Johanna and Rebecca,
As you point out, Johanna, this is indeed a civil rights issue. If children come to school poorly nourished or not having been read to at home, their school performance will suffer seriously, and this too is a civil rights issue. In all of our discussion of grammar teaching, we have quite naturally not paid a lot of attention to social issues like these, but it is precisely these implicit and nearly universal forms of racism that make fair education so rare. Part of the Indiana Language Arts Standards, that Phil has rightly praised, is a strong emphasis on dialect awareness and valuing the home dialect while teaching Standard English as a public dialect.
For about the last fifteen years, Ball State has required of all its English majors, and now of its ESL licnesure students, a sophomore-level course titled Language and Society. The purpose of this course is to make students aware of dialects, of language attitudes, prejudices, and myths, and to involve them directly in research on language as it is used around them.

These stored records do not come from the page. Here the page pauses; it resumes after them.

PR #5534, opened 2024-06-26
scripts: Handle null references in metadata

ricekot:
Scripts without `references` in their metadata were failing with NPEs.

### DIFF
--- a/addOns/scripts/src/main/java/org/zaproxy/zap/extension/scripts/scanrules/PassiveScriptScanRule.java
+++ b/addOns/scripts/src/main/java/org/zaproxy/zap/extension/scripts/scanrules/PassiveScriptScanRule.java
@@ -79,15 +79,19 @@ public class PassiveScriptScanRule extends PassiveScriptHelper {
 
     @Override
     public AlertBuilder newAlert() {
-        return super.newAlert()
-                .setRisk(metadata.getRisk().getValue())
-                .setConfidence(metadata.getConfidence().getValue())
-                .setDescription(metadata.getDescription())
-                .setSolution(metadata.getSolution())
-                .setCweId(metadata.getCweId())
-                .setWascId(metadata.getWascId())
-                .setReference(String.join("\n", metadata.getReferences()))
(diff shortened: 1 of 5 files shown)


addOns/scripts/src/main/java/org/zaproxy/zap/extension/scripts/scanrules/PassiveScriptScanRule.java
```diff
@@ -79,15 +79,21 @@ public PluginPassiveScanner copy() {
...
+                        .setConfidence(metadata.getConfidence().getValue())
+                        .setDescription(metadata.getDescription())
+                        .setSolution(metadata.getSolution())
+                        .setCweId(metadata.getCweId())
+                        .setWascId(metadata.getWascId())
+                        .setOtherInfo(metadata.getOtherInfo());
+        if (metadata.getReferences() != null && !metadata.getReferences().isEmpty()) {
+            alertBuilder.setReference(String.join("\n", metadata.getReferences()));
+        } else {
+            alertBuilder.setReference("N/A");
```
kingthorin, line 94: i18n this string?

kingthorin: For both usages

thc202: Should be an empty string, though in this case it does not need to set any string.

ricekot: My bad, we were supposed to remove "N/A" instead of adding it. I'll replace this with an empty string.

kingthorin: Okay

kingthorin (approved):

thc202 (approved):

thc202:
Thank you!

PR #5548, opened 2024-07-01
grpc: skip non-gRPC responses in the variant

thc202:
Check that the response is valid gRPC before trying to decode it, otherwise it would lead to unnecessary warns as the response is not gRPC.


thc202:
@amitpanwar789 can you check?

amitpanwar789:
> @amitpanwar789 can you check?

Looks good

psiinon (approved):

kingthorin (approved):

addOns/grpc/src/main/java/org/zaproxy/addon/grpc/internal/VariantGrpc.java
kingthorin, line 1: Should probably have some tests 😃

kingthorin (approved):
Thanks!

PR #5555, opened 2024-07-02
pscan: add stats scan rule

thc202:
Migrate the stats scan rule from core.

Part of zaproxy/zaproxy#7959.

### DIFF
--- a/addOns/pscan/src/main/java/org/zaproxy/addon/pscan/internal/StatsPassiveScanner.java
+++ b/addOns/pscan/src/main/java/org/zaproxy/addon/pscan/internal/StatsPassiveScanner.java
@@ -1,0 +1,120 @@
+/*
+ * Zed Attack Proxy (ZAP) and its related class files.
+ *
+ * ZAP is an HTTP/HTTPS proxy for assessing web application security.
+ *
+ * Copyright 2024 The ZAP Development Team
+ *
+ * Licensed under the Apache License, Version 2.0 (the "License");
+ * you may not use this file except in compliance with the License.
+ * You may obtain a copy of the License at
+ *
+ *     http://www.apache.org/licenses/LICENSE-2.0
+ *
+ * Unless required by applicable law or agreed to in writing, software
+ * distributed under the License is distributed on an "AS IS" BASIS,
+ * WITHOUT WARRANTIES OR CONDITIONS OF ANY KIND, either express or implied.
+ * See the License for the specific language governing permissions and
+ * limitations under the License.
+ */
+package org.zaproxy.addon.pscan.internal;
+
+import java.util.Arrays;
+import java.util.Locale;
+import java.util.stream.Collectors;
+import net.htmlparser.jericho.Source;
+import org.apache.commons.httpclient.URIException;
+import org.apache.commons.lang3.StringUtils;
+import org.parosproxy.paros.Constant;
+import org.parosproxy.paros.network.HttpHeader;
+import org.parosproxy.paros.network.HttpMessage;
+import org.zaproxy.zap.control.AddOn;
+import org.zaproxy.zap.extension.pscan.PluginPassiveScanner;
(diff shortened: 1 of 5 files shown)


kingthorin (approved):

addOns/pscan/src/main/java/org/zaproxy/addon/pscan/internal/StatsPassiveScanner.java
```diff
@@ -0,0 +1,120 @@
...
+    // Package to prevent the scan rule from being picked automatically for the manifest, while the
+    // code is being migrated from core.
+    StatsPassiveScanner() {
+        // Keep same status as when in core.
+        setStatus(AddOn.Status.release);
+    }
+
+    @Override
+    public String getName() {
+        return Constant.messages.getString("pscan.stats.passivescanner.title");
```
ricekot, line 57: Should we move / copy this property to this add-on's properties file?

addOns/pscan/src/main/java/org/zaproxy/addon/pscan/internal/StatsPassiveScanner.java
```diff
@@ -0,0 +1,120 @@
...
+import org.apache.commons.lang3.StringUtils;
+import org.parosproxy.paros.Constant;
+import org.parosproxy.paros.network.HttpHeader;
+import org.parosproxy.paros.network.HttpMessage;
+import org.zaproxy.zap.control.AddOn;
+import org.zaproxy.zap.extension.pscan.PluginPassiveScanner;
+import org.zaproxy.zap.model.SessionStructure;
+import org.zaproxy.zap.utils.Stats;
+
+public class StatsPassiveScanner extends PluginPassiveScanner {
```
ricekot, line 36: Don't we need to update the gradle configuration for this addon (`pscan.gradle.kts`) so that this rule is not automatically loaded? I recall we did that for the scripts add-on with `classpath.setFrom(files())`.

thc202: I opted to just change the visibility of the constructor which has the same effect (and does not require manually adding the extension).

addOns/pscan/src/main/java/org/zaproxy/addon/pscan/internal/StatsPassiveScanner.java
thc202: Done.

addOns/pscan/src/main/java/org/zaproxy/addon/pscan/internal/StatsPassiveScanner.java
ricekot: That makes sense, and my bad, just saw your comment in the code.

addOns/pscan/src/main/java/org/zaproxy/addon/pscan/internal/StatsPassiveScanner.java
ricekot: Thanks, but it has conflicts now, since the other PR was merged.

kingthorin (approved):

addOns/pscan/src/main/java/org/zaproxy/addon/pscan/internal/StatsPassiveScanner.java
thc202: Conflict addressed.

kingthorin (approved):

addOns/pscan/src/main/java/org/zaproxy/addon/pscan/internal/StatsPassiveScanner.java
thc202: No worries.

ricekot (approved):
Thank you!

PR #5558, opened 2024-07-04
network: use configured timeout as default

thc202:
Change `HttpSenderApache` to use the configured timeout as default, to ensure the same timeout value is used consistently in all operations.


kingthorin (approved):

addOns/network/src/main/java/org/zaproxy/addon/network/internal/client/apachev5/HttpSenderApache.java
```diff
@@ -254,6 +255,9 @@ private void refreshConnectionManager() {
                         .build();
         connectionManager.setDefaultConnectionConfig(connConfig);
 
+        connectionManager.setDefaultSocketConfig(
+                SocketConfig.custom().setSoTimeout(timeout).build());
```
ricekot, line 259: For my understanding, what operations exactly does this change affect?

thc202: The read of a new connection.

ricekot (approved):
Thank you!

PR #5570, opened 2024-07-09
pscan: add script type

thc202:
Add the script type for passive scan rules.

Part of zaproxy/zaproxy#7959.


addOns/pscan/src/main/resources/org/zaproxy/addon/pscan/resources/Messages.properties
```diff
@@ -29,4 +29,6 @@ pscan.ext.desc = Provides core passive scanning capabilities.
 pscan.ext.name = Passive Scanner Extension
 
 pscan.footer.label = Passive Scan Queue
+pscan.scripts.type.passive = Passive Rules
+pscan.scripts.type.passive.desc = Passive Rules scripts run when the Passive Scanner runs.\n\nYou must enable them before they will be used.\n\n
```
kingthorin, line 33: I think this was copied directly but I'd suggest that in this case Rules should be singular. `Passive Rule scripts run` 

The one above is okay because it's used in the Scripts tree for the whole category.

thc202: Yeah, noticed that but wanted to keep the same. We use singular for other script types in the tree.

kingthorin (approved):

addOns/pscan/src/main/resources/org/zaproxy/addon/pscan/resources/Messages.properties
thc202: On second thought, will tweak the description (I think we should tweak the name shown in the tree at some point as well).

thc202: Done.

kingthorin (approved):
Thanks

PR #5730, opened 2024-09-17
ascanrules: address FPs in scan rule 20017

thc202:
Do not scan binary responses and responses that already contain PHP source.

Fix zaproxy/zaproxy#8638.


kingthorin (commented):
Add a note the to the help entry?

thc202:
The help already said:
> Only analyzes responses that are text based (HTML, JSON, XML, etc.), in order to avoid false positives which may occur with image or other binary content.

kingthorin:
Ok

kingthorin (approved):

PR #5747, opened 2024-09-20
openapi: update docs to match latest behaviour

thc202:
Indicate that the AF job uses the first context by default (#5703).


thc202:
Rebased to pick the latest cache.

kingthorin (approved):

PR #5748, opened 2024-09-20
exim: HarImporter - make invalid messages count towards progress

Sebitosh:
Found a bug when counting null messages when working on PR zaproxy/zap-extensions#5608 .

The counter should also be incremented when a null message is extracted (which happens if there is an exception when parsing the data to make the message),  otherwise if a null gets hit in the end it'll show an incomplete progress bar.

As in the PcapImporter, this fix makes the null message count towards progress and displays `Invalid message` on the progress bar.

### DIFF
--- a/addOns/exim/CHANGELOG.md
+++ b/addOns/exim/CHANGELOG.md
@@ -16,6 +16,7 @@ The format is based on [Keep a Changelog](https://keepachangelog.com/en/1.0.0/).
 ### Fixed
 - Correctly load Automation Framework template plans.
 - Base64 decode the response body when importing HARs.
+- Count null messages as tasks done toward progress when importing HARs.
 
 ## [0.10.0] - 2024-07-22
 ### Changed
--- a/addOns/exim/CHANGELOG.md
+++ b/addOns/exim/CHANGELOG.md
@@ -4,6 +4,8 @@ All notable changes to this add-on will be documented in this file.
 The format is based on [Keep a Changelog](https://keepachangelog.com/en/1.0.0/).
 
 ## Unreleased
+### Fixed
+- Count invalid messages as tasks done toward progress when importing HARs.
 
 
 ## [0.11.0] - 2024-09-24
@@ -16,7 +18,6 @@ The format is based on [Keep a Changelog](https://keepachangelog.com/en/1.0.0/).
 ### Fixed
 - Correctly load Automation Framework template plans.
 - Base64 decode the response body when importing HARs.
-- Count null messages as tasks done toward progress when importing HARs.
 
 ## [0.10.0] - 2024-07-22
 ### Changed
--- a/addOns/exim/src/main/java/org/zaproxy/addon/exim/har/HarImporter.java
+++ b/addOns/exim/src/main/java/org/zaproxy/addon/exim/har/HarImporter.java
@@ -133,6 +133,8 @@ public class HarImporter {
         int count = 0;
         for (HttpMessage msg : messages) {
             if (msg == null) {
+                updateProgress(
+                        ++count, Constant.messages.getString("exim.progress.invalidmessage"));
                 continue;
             }
             persistMessage(msg);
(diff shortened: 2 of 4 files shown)


psiinon:
Is it possible to add a unit test for this, or would that be too painful?

Sebitosh:
> Is it possible to add a unit test for this, or would that be too painful?

I can try to make one. I am not that familiar with the HAR format though, so I would need to research a bit to find out an exemple file that when imported creates some valid messages and some `null` . Maybe @kingthorin has an exemple of a file like this ?

If not I'll try to find that out next week.

kingthorin:
I'll try to come up with something  over the weekend.

kingthorin:
This HAR will get you to that condition. I'm not sure how you can validate the fix.

```json
{
  "log": {
    "version": "1.2",
    "creator": {
      "name": "Firefox",
      "version": "126.0"
    },
    "browser": {
      "name": "Firefox",
      "version": "126.0"
    },
    "pages": [
      {
        "id": "page_1",
        "pageTimings": {
          "onContentLoad": -1,
          "onLoad": -1
        },
        "startedDateTime": "2024-05-22T08:41:18.352-04:00",
        "title": "http://example.com/"
      }
    ],
    "entries": [
      {
        "startedDateTime": "2024-05-22T08:41:18.352-04:00",
        "request": {
          "bodySize": 0,
          "method": "GET",
          "url": "",
          "httpVersion": "",
          "headers": [

          ],
          "cookies": [],
          "queryString": [],
          "headersSize": 360
        },
        "response": {
          "status": 0,
          "statusText": "",
          "httpVersion": "",
          "headers": [],
          "cookies": [],
          "content": {
            "mimeType": "",
            "size": 0,
            "encoding": "",
            "text": ""
          },
          "redirectURL": "",
          "headersSize": 0,
          "bodySize": 0
        },
        "cache": {},
        "timings": {
          "blocked": 0,
          "dns": 0,
          "connect": 0,
          "ssl": 0,
          "send": 0,
          "wait": 0,
          "receive": 0
        },
        "time": 0,
        "_securityState": "insecure",
        "pageref": "page_1"
      }
    ]
  }
}
```

Sebitosh:
My idea would be to import the file, and check on the `ProgressPanelListener` that it's variable `tasksDone` that I can retrieve with `getTasksDone()` matches the total tasks which I can infer by looking at the file. If they differ it would mean that the null messages didn't increment `tasksDone` .

kingthorin:
You might have a to sub-class the listener or something, I think the getTasksDome method is protected (visibility wise).

thc202:
The changelog should mention the fix and the HAR test file should be trimmed to have the minimum data necessary.

kingthorin (approved):
LGTM

Sebitosh:
> Should be mocked and verified instead.

I am still a bit unfamiliar with mocking, here I verified on a mocked `ProgressPaneListener` that `setTasksDone(1)` is called once. If I get how this works this should confirm that the null message triggered the right function on the listener.

> The changelog should mention the fix and the HAR test file should be trimmed to have the minimum data necessary.

I removed what I think can be removed by empirically removing sections in the HAR from the file proposed above and expecting the same error it originally generates. I am unsure if this is enough trimming or if there could be an even smaller HAR file causing a null message.

addOns/exim/CHANGELOG.md
```diff
@@ -13,6 +13,7 @@ The format is based on [Keep a Changelog](https://keepachangelog.com/en/1.0.0/).
 ### Fixed
 - Correctly load Automation Framework template plans.
 - Base64 decode the response body when importing HARs.
+- Count null messages as tasks done toward progress when importing HARs.
```
thc202, line 16: null -> invalid

thc202:
It could be trimmed more but it's good.

The pull request needs to be rebased as the changelog section being changed is for a released version.

kingthorin (approved):
Thanks for tackling this!

thc202 (approved):

thc202:
Thank you!

PR #5751, opened 2024-09-20
openapi: add Application/XML support for request bodies

trypa11:
This commit adds support for handling Application/XML content types in request bodies for OpenAPI files

## Overview
I added a new functionality that creates the XML body for the application/XML from OpenAPI files. Below is the output I received from ZAP after implementing the code.In this example, I modified the application/json schemas of the Crapi OpenAPI file to application/XML and achieved this outcome.
image

If you have any concerns or observations, please let me know.

## Related Issues
zaproxy/zaproxy#6767

## Checklist
- [x] Update help
- [x] Update changelog
- [x] Write tests
- [x] Check code coverage
- [x] Sign-off commits
- [x] Squash commits
- [x] Use a descriptive title

### DIFF
--- a/addOns/openapi/src/main/java/org/zaproxy/zap/extension/openapi/generators/BodyGenerator.java
+++ b/addOns/openapi/src/main/java/org/zaproxy/zap/extension/openapi/generators/BodyGenerator.java
@@ -332,6 +332,44 @@ public class BodyGenerator {
         return "";
     }
 
+    @SuppressWarnings("rawtypes")
+    public String generateXml(Schema<?> schema) {
+        if (schema == null) {
+            return "";
+        }
+
+        StringBuilder xml = new StringBuilder();
+        String elementName = null;
+        generateXmlElements(schema, xml);
+        return xml.toString();
+    }
+
+    @SuppressWarnings("rawtypes")
+    private void generateXmlElements(Schema<?> schema, StringBuilder xml) {
+        for (Map.Entry<String, Schema> property : schema.getProperties().entrySet()) {
+            String elementName = property.getKey();
+            xml.append("<");
+            xml.append(elementName);
+            xml.append(">");
+
+            if (property.getValue().getProperties() != null) {
+                generateXmlElements(property.getValue(), xml);
+            } else {
+                String value = dataGenerator.generateValue(elementName, property.getValue(), false);
+                if ("string".equalsIgnoreCase(property.getValue().getType())
+                        && value.startsWith("\"")
+                        && value.endsWith("\"")) {
+                    value = value.substring(1, value.length() - 1); // Remove surrounding quotes
+                }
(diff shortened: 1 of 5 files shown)


trypa11:

trypa11:
recheck

trypa11:
recheck

addOns/openapi/src/main/java/org/zaproxy/zap/extension/openapi/generators/BodyGenerator.java
```diff
@@ -332,6 +332,44 @@ public String generateMultiPart(Schema<?> schema, Map<String, Encoding> encoding
...
+            String elementName = property.getKey();
+            xml.append("<");
+            xml.append(elementName);
+            xml.append(">");
+
+            if (property.getValue().getProperties() != null) {
+                generateXmlElements(property.getValue(), xml);
+            } else {
+                String value = dataGenerator.generateValue(elementName, property.getValue(), false);
+                if ("string".equals(property.getValue().getType())
```
kingthorin, line 359: equalsIgnoreCase ?

kingthorin (commented):
Does this modification handle nested objects?

addOns/openapi/src/main/java/org/zaproxy/zap/extension/openapi/generators/BodyGenerator.java
trypa11: Yes, this function can handle nested objects because the generateXmlElements function utilizes recursion to create correct XML tags. Also, maybe it's better to use equalsIgnoreCase in this case. I didn't think of that before. Would you like to fix it, or should I make the changes with a new commit?

kingthorin: The could do an amending commit and force push

trypa11: thank you for the advice and now you can review it again :)

thc202:
Was this tested with an actual application? Because I would have expected a root element to be present (even a dummy one), if we end up merging this we should be very clear that we are producing malformed XML document or that we produce only XML fragments.

kingthorin:
In the long run it may be better to use an actual XML Writer of some sort instead of 'manually' building the XML.

thc202:
Even in that case we will not be able to generate the correct payload as the OpenAPI spec does not always have all the info necessary to generate it.

nilshjalmarson:
This feature would be usefull to me.

thc202:
How many of your payloads are XML fragments? If you can share an example.

thc202:
Superseded by #6793, which tries to create proper XML documents.

PR #5769, opened 2024-09-26
#8721 having some trouble

jessemchung:
## Overview

## Related Issues

## Checklist
- [ ] Update help
- [ ] Update changelog
- [ ] Write tests
- [ ] Check code coverage
- [ ] Sign-off commits
- [ ] Squash commits
- [ ] Use a descriptive title


jessemchung:
@thc202 Hey, sorry to bother you, but we got pretty stuck trying to figure out the best way to fix this.  We are stuck trying to get resumeScan to work in attackThread.  It seems like it should just match 1 to 1 in the spider thing but it doesn't seem to be working that way.  Sorry this whole file is a mess at the moment, we just have been trying to add comments in places to try to fix things but the main issue right now is in AttackThread.java

If you have any guidance on the matter, it would be really helpful.  I think we are missing something to link the resumeScan function to the corrresponding component in the spider dependency.

addOns/quickstart/src/main/java/org/zaproxy/zap/extension/quickstart/AttackThread.java
```diff
@@ -49,8 +49,14 @@ public enum Progress {
     private TraditionalSpider traditionalSpider;
     private PlugableSpider plugableSpider;
     private boolean stopAttack = false;
-    private boolean useStdSpider;
+    private boolean pauseAttack = false;
+    private boolean resumeAttack = false;
```
kingthorin, line 53: Why do you have two variables for this? Either it's paused or not. Trying to keep track of 4 possible values is just a headache

addOns/tokengen/src/main/java/org/zaproxy/zap/extension/tokengen/TokenPanel.java
```diff
@@ -263,6 +263,7 @@ private JToggleButton getPauseScanButton() {
                     new ImageIcon(getClass().getResource("/resource/icon/16/131.png")));
             pauseScanButton.setEnabled(false);
             pauseScanButton.addActionListener(e -> pauseScan());
+            // something is amiss
```
kingthorin, line 266: Why are you futzing with token gen?

addOns/quickstart/src/main/java/org/zaproxy/zap/extension/quickstart/AttackThread.java
jessemchung: I was trying to find a good trigger for unpausing and I wasn't sure how to best have it trigger.  Right now there is a check to see if it is stopped which triggers the stopscan feature and I needed things for pause and resume scan.  The issue though was if I just check if pauseAttack is false, I risk causing trouble in the code where it will try to resume scan.

addOns/tokengen/src/main/java/org/zaproxy/zap/extension/tokengen/TokenPanel.java
jessemchung: We're trying to figure out other places that pause the Scan to try and see what can imitated with the resumescan feature.  So we have a couple comments to mark things of interest

addOns/quickstart/src/main/java/org/zaproxy/zap/extension/quickstart/AttackThread.java
kingthorin: Wouldn’t paused false be the same as resumed true?

jessemchung: So, starting out, both are false.  This means it is just starting.  But once the pause button is pressed, pause is true and resume is false and ideally pausing happens.  Then, when resume happens, pause is false but resume is true which ideally should cause the app to resume instead of using start.

addOns/quickstart/src/main/java/org/zaproxy/zap/extension/quickstart/AttackThread.java
```diff
@@ -89,11 +99,22 @@ public void run() {
...
             if (stopAttack) {
                 LOGGER.debug("Attack stopped manually");
                 extension.notifyProgress(Progress.stopped);
                 return;
             }
+
+            if (pauseAttack) {
+                LOGGER.debug("Attack paused manually");
+                // extension.notifyProgress(Progress.paused);
+                return;
```
thc202, line 113: These pause checks outside the "wait loops" should wait instead of return (which would behave like stopping).

addOns/quickstart/src/main/java/org/zaproxy/zap/extension/quickstart/AttackThread.java
```diff
@@ -121,7 +142,15 @@ public void run() {
                         if (this.stopAttack) {
                             spiderScan.stopScan();
                             break;
+                        } else if (this.pauseAttack) {
+                            spiderScan.pauseScan();
+                            break;
```
thc202, line 147: Don't break here nor in the resume.

addOns/quickstart/src/main/java/org/zaproxy/zap/extension/quickstart/AttackThread.java
```diff
@@ -89,11 +99,22 @@ public void run() {
...
+
+            // what the heck am I supposed to do here?
             if (stopAttack) {
                 LOGGER.debug("Attack stopped manually");
                 extension.notifyProgress(Progress.stopped);
                 return;
             }
+
+            if (pauseAttack) {
+                LOGGER.debug("Attack paused manually");
```
thc202, line 111: Use error and you will even see them in the output tab :)

thc202:
https://github.com/zaproxy/zap-extensions/pull/5769#issuecomment-2377965160 I think the/a problem is https://github.com/zaproxy/zap-extensions/pull/5769#discussion_r1778827473 since that would make the scan continue when paused.

PR #5771, opened 2024-09-27
scripts: address pscan concurrency issue

thc202:
Honour the threaded property of the script engine when checking if the scan rule applies to the history type, as it is called concurrently.

### DIFF
--- a/addOns/scripts/src/test/java/org/zaproxy/zap/extension/scripts/scanrules/PassiveScriptScanRuleUnitTest.java
+++ b/addOns/scripts/src/test/java/org/zaproxy/zap/extension/scripts/scanrules/PassiveScriptScanRuleUnitTest.java
@@ -41,6 +41,7 @@ import org.zaproxy.addon.commonlib.scanrules.Risk;
 import org.zaproxy.addon.commonlib.scanrules.ScanRuleMetadata;
 import org.zaproxy.zap.extension.pscan.PassiveScanData;
 import org.zaproxy.zap.extension.script.ExtensionScript;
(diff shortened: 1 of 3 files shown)


psiinon (approved):

kingthorin (approved):

psiinon:
Looks good but has a conflict.

addOns/scripts/src/test/java/org/zaproxy/zap/extension/scripts/scanrules/PassiveScriptScanRuleUnitTest.java
```diff
@@ -107,6 +108,24 @@ void shouldHandleNullReferences() throws Exception {
         assertThat(alert.getReference(), is(equalTo("")));
     }
 
+    @Test
+    void shouldHonourScriptEngineThreadedPropertyOnAppliesToHistoryType() throws Exception {
```
ricekot, line 112: Ideally we would test whether the `appliesToHistoryType` call was done in a synchronized block or not, but I don't suppose that's possible / straightforward.

ricekot (approved):

addOns/scripts/src/test/java/org/zaproxy/zap/extension/scripts/scanrules/PassiveScriptScanRuleUnitTest.java
thc202: That's what I wanted to do :)

thc202:
Conflict addressed.

PR #5775, opened 2024-09-30
exim: PcapImporter - Robust HTTP/1.1 stream detection

Sebitosh:
## Overview
Implements a more robust heuristic to detect if a TCP connection contains HTTP/1.1 traffic.

This heuristic aims at handling cases were the first request header is split across multiple TCP segments, while trying to avoid having to potentially pass an entire TCP byte exchange to the parser to validate the presence of HTTP traffic.

The heuristic works as follows:
When there is data in the first TCP packets, it checks if it contains a double CRLF. If it does not, it tries to assemble up to 64KB of the TCP conversation (checking at each added TCP payload if a double CRLF is found), before attempting to parse the request header. If the parsing does not throw errors, it checks the HTTP version to confirm it is 1.1 before following through.

The 64KB limit is chosen a bit arbitrarily, online I found that http server implementations had default max request header sizes from 4KB up to 48KB  [1]. So I figured 64KB would for sure cover the overwhelming majority of cases. It does mean that if  an interfering TCP exchange present in the PCAP does not have HTTP traffic the program will read up to 64KB before letting the parser throw an exception on that input. I can change the 64KB limit to balance this precision/performance tradeoff differently. Edit: Quickly looked at the value used in the Burp suite extension, it expects a maximum of 32KB for request headers.

Important to note that in practice I expect most first requests in a PCAP to have an unsplit header, this covers the edge cases of the first request to a server being really long for some reason ( at least > 536 bytes, the lowest Maximum Segment Size for TCP over IPv4,  minus TCP options [2]). 

I would love feedback on this method If you have any, as I came up with it by experimenting myself with low MSS values.
Added two tests to demonstrate those changes. One were the split is on an optional header name, and one were the URL is split on a large GET request. (I had an initial solution working for the first case, but not the latter, so I let the two tests in)

[1] https://community.cloudflare.com/t/maximum-on-http-header-values/424067/2
[2] https://en.wikipedia.org/wiki/Maximum_segment_size

## Related Issues
zaproxy/zaproxy#4812

## Checklist
- [NA ] Update help
- [x] Update changelog
- [x] Write tests
- [ ] Check code coverage
- [x] Sign-off commits
- [x] Squash commits
- [x] Use a descriptive title


kingthorin (approved):
LGTM

kingthorin:
Would it make sense to document the conditions/logic in the help for the add-on?

Sebitosh:
> Would it make sense to document the conditions/logic in the help for the add-on?

Haven't updated any help files yet, but definitely it will be important in the end to explain the limits of reconstructing traffic as so much stuff can go wrong in PCAP files (malformed http data, unfixable TCP traffic issues, etc...)

thc202:
Should this be mentioned in the changelog?

Sebitosh:
> Should this be mentioned in the changelog?

If we mention it it would be something like `Improved HTTP 1.1 traffic detection in PCAP files` , and I am not sure if this is helpful to have in a changelog or not

kingthorin:
The initial PCAP handling has been released so it's worth telling users it has been improved.

kingthorin:
Build failure is unrelated to changes. I've set it to run again.

thc202 (approved):

thc202:
Thank you!

PR #5778, opened 2024-10-02
fuzz: replace library for regex payload generator

thc202:
Use RgxGen instead of Generex as the latter has performance issues which require workarounds no longer available in newer Java versions (i.e. stop thread).
Both libraries have the same license, the code has been reviewed and the published binary matches the code.


addOns/fuzz/CHANGELOG.md
```diff
@@ -4,7 +4,8 @@ All notable changes to this add-on will be documented in this file.
 The format is based on [Keep a Changelog](https://keepachangelog.com/en/1.0.0/).
 
 ## Unreleased
-
+### Changed
+- Replace library used for regex payload generation, to address performance issues.
```
kingthorin, line 8: "performance and compatibility" ?

kingthorin (commented):
Looks good to me overall, just that one minor changelog comment.

It's great that this simplified code in the add-on a bit 👍

kingthorin (approved):

psiinon (approved):

PR #5779, opened 2024-10-02
scripts: handle exception when stopping script

thc202:
Catch the exception that's thrown when stopping the thread in newer Java versions to prevent the exception from bubbling up.


psiinon (approved):

thc202:
> Does that mean it actually keeps running in the background?

Depends on the behaviour of the script engine to the earlier interrupt.

> Does the UI then get out of sync with reality?

Yes but no more than what it already did.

They study in some depth both the Ebonics controversy and national language policy debates and draw their own conclusions on them.
This sort of language awareness must be a part of any language arts program that pretends to be worthy of its name.
Herb
-----Original Message-----
From: Assembly for the Teaching of English Grammar on behalf of Johanna Rubba
Sent: Sat 9/2/2006 3:44 PM
To: [log in to unmask]
Subject: Re: Grammar Certification
Rebecca,
I'd be very interested to know the ethnicity and social standing of the
children in the public schools your son attends (attended?) If they're
African American, and speak natively what is commonly called "Ebonics",
then it's natural that they haven't mastered spoken standard English.
However, they still know (unconsciously) what a noun is. African
American English may not always mark a noun for plural, but "a" and
"the" and "my" and so on will be used as they are in standard English.
Thus, these students could learn to identify nouns by placing a word
alone after "a" or "the" and checking to see if it "sounds right". Few
children come to school with conscious knowledge of what a noun is, but
all children are using nouns correctly (according to the rules of their
dialects). This means they have unconscious knowledge of what a noun
is.
There is no automatic block to these children's learning standard
English. What usually blocks them is language-arts instruction that
informs them, directly or indirectly, that their English is incorrect;
that they have failed to "learn English" or , worse, "learn language".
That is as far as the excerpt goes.